Material shown>
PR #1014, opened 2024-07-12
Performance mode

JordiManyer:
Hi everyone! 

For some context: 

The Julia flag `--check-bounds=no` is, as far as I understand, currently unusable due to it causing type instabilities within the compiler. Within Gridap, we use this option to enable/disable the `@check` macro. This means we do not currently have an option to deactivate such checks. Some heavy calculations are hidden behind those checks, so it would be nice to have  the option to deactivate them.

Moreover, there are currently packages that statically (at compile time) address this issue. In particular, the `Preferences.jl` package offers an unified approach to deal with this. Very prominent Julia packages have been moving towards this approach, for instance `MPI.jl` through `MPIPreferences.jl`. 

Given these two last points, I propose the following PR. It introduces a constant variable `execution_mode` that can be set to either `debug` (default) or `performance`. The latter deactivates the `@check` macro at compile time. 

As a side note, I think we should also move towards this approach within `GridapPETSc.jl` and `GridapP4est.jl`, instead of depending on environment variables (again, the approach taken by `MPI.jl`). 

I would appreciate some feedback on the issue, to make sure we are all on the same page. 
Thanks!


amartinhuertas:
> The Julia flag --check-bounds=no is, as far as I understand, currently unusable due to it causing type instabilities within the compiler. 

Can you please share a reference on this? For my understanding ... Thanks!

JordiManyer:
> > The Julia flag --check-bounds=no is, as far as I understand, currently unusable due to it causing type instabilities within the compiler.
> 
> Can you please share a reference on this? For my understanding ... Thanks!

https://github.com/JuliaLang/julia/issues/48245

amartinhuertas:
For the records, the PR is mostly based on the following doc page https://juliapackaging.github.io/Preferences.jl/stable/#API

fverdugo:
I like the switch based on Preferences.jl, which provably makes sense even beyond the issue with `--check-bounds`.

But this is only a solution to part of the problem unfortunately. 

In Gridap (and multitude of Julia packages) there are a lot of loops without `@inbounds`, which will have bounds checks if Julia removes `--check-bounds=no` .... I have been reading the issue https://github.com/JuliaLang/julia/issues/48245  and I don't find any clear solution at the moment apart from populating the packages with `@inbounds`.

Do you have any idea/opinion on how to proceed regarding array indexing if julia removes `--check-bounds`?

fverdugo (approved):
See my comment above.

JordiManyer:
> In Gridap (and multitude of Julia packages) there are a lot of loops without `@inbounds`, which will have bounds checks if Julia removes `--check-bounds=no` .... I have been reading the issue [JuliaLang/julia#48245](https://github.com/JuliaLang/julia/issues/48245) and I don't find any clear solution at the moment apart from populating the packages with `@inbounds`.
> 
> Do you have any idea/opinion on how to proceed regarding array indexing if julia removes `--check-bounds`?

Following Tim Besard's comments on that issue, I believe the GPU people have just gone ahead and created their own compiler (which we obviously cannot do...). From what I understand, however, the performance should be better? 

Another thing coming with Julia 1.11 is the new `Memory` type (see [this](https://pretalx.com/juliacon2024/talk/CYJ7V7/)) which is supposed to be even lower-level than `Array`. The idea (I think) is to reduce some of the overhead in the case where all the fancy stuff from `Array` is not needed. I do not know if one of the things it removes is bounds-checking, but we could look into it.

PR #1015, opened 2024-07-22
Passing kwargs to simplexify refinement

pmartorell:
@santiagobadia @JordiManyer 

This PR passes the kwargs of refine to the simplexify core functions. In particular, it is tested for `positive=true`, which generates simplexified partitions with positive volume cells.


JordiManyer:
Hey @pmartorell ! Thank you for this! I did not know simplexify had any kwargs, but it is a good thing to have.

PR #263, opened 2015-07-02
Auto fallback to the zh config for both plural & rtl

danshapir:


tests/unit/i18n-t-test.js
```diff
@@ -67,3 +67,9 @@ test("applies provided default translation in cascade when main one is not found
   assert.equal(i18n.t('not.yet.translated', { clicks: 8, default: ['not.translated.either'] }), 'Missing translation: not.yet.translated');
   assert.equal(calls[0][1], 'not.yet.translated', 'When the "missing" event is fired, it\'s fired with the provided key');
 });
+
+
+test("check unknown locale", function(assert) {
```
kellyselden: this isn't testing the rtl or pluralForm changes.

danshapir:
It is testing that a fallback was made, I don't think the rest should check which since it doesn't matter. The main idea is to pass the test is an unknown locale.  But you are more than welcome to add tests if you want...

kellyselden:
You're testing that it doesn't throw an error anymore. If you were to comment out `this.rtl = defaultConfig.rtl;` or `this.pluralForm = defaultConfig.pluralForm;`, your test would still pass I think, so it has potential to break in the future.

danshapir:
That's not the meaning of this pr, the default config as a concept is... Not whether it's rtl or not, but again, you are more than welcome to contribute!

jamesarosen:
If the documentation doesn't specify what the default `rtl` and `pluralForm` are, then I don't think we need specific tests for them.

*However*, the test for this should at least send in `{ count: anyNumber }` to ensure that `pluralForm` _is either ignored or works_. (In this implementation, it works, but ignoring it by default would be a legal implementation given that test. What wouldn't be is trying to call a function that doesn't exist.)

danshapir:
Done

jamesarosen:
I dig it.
* * *
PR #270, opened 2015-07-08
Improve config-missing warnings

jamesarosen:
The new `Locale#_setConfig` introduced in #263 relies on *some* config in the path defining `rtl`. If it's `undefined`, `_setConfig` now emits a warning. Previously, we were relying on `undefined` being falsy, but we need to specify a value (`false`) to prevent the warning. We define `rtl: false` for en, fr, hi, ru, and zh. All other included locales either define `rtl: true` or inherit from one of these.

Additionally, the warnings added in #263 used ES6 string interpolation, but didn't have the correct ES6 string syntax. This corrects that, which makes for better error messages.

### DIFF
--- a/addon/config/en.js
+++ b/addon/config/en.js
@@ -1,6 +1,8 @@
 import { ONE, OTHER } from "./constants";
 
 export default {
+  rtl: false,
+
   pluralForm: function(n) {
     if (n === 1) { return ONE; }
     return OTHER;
* * *
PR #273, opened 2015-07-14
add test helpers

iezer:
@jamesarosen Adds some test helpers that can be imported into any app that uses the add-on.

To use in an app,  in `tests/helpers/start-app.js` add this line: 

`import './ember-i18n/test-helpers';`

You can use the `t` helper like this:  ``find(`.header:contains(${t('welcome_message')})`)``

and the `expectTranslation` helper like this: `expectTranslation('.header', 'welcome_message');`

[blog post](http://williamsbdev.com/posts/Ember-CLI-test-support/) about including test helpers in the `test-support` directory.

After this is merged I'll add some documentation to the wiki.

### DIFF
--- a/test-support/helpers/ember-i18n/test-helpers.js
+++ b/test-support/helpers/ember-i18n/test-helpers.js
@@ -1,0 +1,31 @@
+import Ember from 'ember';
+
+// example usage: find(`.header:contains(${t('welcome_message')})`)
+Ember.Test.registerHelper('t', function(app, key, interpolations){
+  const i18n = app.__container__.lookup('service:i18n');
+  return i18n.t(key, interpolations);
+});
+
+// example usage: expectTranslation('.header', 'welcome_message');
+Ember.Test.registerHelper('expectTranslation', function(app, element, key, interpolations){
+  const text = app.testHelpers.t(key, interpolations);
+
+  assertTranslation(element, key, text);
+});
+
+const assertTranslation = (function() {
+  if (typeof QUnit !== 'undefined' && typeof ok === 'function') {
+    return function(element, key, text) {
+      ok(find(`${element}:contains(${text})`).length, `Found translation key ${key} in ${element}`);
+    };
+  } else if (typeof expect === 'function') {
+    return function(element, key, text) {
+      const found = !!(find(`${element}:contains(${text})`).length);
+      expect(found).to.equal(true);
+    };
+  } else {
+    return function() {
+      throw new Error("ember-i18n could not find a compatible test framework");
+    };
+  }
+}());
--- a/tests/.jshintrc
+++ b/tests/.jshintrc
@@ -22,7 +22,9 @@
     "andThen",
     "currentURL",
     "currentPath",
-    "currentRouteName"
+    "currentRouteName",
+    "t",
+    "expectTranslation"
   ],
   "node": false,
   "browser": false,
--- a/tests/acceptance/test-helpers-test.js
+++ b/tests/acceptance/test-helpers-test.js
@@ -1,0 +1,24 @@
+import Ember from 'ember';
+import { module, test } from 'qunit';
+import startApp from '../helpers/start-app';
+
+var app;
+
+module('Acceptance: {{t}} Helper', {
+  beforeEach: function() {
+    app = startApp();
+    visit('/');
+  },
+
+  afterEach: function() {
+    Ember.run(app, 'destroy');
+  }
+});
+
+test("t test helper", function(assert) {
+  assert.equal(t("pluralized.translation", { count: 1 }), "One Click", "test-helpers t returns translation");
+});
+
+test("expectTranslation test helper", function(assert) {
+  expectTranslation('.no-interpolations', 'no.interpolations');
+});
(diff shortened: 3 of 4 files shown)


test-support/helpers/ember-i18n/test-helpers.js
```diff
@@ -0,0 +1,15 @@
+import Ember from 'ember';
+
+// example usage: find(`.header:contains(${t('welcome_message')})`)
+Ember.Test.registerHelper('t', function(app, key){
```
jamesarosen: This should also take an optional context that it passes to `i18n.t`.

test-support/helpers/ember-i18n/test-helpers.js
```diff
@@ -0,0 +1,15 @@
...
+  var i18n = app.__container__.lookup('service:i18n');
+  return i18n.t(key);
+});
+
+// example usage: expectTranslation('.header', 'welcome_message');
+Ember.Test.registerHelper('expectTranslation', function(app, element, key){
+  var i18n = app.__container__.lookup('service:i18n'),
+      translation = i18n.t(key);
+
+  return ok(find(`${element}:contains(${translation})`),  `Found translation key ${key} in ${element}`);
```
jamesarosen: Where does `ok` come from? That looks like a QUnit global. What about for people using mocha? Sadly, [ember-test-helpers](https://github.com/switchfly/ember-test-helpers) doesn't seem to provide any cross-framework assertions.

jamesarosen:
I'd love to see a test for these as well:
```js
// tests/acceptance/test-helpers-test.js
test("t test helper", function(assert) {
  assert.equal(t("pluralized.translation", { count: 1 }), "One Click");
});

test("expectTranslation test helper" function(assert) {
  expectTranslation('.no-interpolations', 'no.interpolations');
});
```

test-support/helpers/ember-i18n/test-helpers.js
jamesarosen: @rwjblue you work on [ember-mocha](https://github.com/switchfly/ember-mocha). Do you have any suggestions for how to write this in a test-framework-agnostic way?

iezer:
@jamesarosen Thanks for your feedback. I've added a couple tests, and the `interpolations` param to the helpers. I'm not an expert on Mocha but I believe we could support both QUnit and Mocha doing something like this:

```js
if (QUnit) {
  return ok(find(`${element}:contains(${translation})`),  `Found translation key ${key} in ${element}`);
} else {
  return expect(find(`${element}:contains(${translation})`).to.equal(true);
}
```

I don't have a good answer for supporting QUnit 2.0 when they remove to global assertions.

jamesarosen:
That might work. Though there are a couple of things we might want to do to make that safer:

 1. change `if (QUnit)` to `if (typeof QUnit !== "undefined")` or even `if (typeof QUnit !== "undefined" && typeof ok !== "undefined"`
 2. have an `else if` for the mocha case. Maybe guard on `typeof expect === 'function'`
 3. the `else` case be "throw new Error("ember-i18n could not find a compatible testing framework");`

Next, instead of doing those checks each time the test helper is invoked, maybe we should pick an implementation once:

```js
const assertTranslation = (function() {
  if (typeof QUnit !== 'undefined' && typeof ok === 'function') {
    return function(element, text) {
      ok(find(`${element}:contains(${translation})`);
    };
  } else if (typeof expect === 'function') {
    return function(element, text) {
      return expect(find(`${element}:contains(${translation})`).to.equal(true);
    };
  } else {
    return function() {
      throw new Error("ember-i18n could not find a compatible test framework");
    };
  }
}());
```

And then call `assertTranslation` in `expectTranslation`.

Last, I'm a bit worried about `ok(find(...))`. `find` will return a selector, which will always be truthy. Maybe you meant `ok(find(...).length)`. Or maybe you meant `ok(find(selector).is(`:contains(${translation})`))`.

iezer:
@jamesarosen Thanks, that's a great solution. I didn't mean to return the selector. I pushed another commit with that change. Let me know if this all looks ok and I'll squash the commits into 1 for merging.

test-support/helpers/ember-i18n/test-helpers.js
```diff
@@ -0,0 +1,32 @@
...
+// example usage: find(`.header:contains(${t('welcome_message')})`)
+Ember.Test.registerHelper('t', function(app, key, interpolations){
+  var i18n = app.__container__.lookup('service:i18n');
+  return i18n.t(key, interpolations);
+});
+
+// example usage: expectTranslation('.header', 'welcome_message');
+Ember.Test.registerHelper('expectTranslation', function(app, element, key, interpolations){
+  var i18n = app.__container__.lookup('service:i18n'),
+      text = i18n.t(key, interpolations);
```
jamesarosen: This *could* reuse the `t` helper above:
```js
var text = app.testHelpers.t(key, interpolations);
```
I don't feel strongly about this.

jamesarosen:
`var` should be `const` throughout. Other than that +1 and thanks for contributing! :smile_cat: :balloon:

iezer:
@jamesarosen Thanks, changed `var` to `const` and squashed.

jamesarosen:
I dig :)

Assignment>
Report how many lines above contain the string "people". Please write the number only.

Result of this task>
2